_THE PROBLEM_.
Exact copies of all entries are expected.

====

PR #30781, opened 2025-01-27
docs: add additional information about `NuxtPage`

Mini-ghost:
### 📚 Description

This PR includes some additions and adjustments to the `<NuxtPage>` documentation:

- Added a structural diagram of the components used internally within `<NuxtPage>`, which may help users better understand this component.  
- Included a note that when `<Transition>` is enabled, the page component must have a single root element.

====

_ANSWER_.
PR #30781, opened 2025-01-27
docs: add additional information about `NuxtPage`

Mini-ghost:
### 📚 Description

This PR includes some additions and adjustments to the `<NuxtPage>` documentation:

- Added a structural diagram of the components used internally within `<NuxtPage>`, which may help users better understand this component.  
- Included a note that when `<Transition>` is enabled, the page component must have a single root element.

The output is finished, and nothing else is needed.